>>>
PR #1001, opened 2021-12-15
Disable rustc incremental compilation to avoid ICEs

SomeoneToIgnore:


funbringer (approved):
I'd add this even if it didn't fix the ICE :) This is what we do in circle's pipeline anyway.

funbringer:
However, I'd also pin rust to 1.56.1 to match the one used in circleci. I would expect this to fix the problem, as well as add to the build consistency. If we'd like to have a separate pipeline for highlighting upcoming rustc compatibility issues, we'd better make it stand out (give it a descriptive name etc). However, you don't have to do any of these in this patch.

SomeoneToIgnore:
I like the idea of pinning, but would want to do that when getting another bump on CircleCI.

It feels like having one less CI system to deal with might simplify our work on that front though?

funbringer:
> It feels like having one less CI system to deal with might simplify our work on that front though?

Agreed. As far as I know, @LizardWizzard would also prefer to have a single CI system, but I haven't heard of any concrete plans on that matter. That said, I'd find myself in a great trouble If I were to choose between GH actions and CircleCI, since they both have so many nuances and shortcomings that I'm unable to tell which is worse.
<<<
>>>
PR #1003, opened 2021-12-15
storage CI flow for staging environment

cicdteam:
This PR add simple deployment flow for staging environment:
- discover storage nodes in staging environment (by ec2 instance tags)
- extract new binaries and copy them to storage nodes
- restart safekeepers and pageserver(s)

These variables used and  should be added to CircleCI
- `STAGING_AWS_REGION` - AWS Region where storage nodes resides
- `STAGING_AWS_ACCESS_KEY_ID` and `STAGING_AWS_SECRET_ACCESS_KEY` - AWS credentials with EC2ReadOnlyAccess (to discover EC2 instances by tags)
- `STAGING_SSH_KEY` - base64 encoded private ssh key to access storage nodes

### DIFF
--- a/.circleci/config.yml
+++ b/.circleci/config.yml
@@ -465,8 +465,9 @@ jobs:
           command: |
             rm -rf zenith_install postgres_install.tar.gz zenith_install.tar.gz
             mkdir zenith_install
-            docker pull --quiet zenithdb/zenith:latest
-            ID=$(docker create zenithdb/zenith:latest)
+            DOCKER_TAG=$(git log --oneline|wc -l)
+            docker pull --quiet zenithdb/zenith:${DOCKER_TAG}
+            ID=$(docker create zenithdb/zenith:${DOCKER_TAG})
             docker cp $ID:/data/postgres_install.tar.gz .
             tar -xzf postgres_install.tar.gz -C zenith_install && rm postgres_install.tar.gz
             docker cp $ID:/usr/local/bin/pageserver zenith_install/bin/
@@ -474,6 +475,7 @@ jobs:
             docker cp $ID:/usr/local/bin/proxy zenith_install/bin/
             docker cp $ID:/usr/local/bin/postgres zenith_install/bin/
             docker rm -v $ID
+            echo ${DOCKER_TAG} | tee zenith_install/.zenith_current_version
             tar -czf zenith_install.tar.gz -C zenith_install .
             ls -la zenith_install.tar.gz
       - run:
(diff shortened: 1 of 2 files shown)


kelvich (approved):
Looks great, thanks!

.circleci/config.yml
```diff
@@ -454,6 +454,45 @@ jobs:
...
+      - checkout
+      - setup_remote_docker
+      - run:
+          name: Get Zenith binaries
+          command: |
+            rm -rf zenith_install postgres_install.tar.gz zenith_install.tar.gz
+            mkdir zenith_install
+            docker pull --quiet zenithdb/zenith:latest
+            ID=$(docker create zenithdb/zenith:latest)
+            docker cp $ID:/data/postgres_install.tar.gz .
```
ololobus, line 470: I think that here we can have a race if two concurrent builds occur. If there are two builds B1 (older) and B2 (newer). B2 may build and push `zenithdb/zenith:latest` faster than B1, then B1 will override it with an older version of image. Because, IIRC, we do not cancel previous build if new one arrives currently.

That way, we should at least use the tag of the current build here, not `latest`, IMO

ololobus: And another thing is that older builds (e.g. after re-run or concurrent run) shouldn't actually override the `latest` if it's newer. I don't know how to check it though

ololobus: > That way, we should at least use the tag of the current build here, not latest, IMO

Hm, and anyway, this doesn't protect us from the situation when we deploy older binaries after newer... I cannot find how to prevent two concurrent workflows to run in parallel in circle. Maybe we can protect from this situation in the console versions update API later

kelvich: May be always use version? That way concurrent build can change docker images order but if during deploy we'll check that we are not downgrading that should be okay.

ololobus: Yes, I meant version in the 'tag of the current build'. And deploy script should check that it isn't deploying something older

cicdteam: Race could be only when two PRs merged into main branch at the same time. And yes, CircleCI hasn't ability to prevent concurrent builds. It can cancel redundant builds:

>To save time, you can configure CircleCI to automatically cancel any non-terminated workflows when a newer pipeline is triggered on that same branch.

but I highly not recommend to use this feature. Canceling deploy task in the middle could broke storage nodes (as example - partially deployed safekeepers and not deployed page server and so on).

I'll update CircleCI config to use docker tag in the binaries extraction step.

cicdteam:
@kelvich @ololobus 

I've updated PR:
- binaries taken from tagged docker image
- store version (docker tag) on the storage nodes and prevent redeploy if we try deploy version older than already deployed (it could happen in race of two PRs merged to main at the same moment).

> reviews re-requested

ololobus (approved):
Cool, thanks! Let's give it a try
<<<
>>>
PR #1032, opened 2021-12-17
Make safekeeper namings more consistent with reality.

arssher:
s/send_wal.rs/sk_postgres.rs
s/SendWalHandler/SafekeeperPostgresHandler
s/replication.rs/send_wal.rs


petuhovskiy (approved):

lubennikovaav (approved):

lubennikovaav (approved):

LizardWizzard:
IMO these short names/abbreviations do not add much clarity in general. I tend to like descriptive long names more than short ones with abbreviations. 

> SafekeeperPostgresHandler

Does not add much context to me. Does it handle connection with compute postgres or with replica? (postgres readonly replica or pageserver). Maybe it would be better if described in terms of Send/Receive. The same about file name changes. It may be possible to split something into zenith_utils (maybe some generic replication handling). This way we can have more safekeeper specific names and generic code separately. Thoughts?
<<<
:: Brief ::
From the records above, copy every line that includes the word "branch".

:: Result for this task ::
cicdteam: Race could be only when two PRs merged into main branch at the same time. And yes, CircleCI hasn't ability to prevent concurrent builds. It can cancel redundant builds:
>To save time, you can configure CircleCI to automatically cancel any non-terminated workflows when a newer pipeline is triggered on that same branch.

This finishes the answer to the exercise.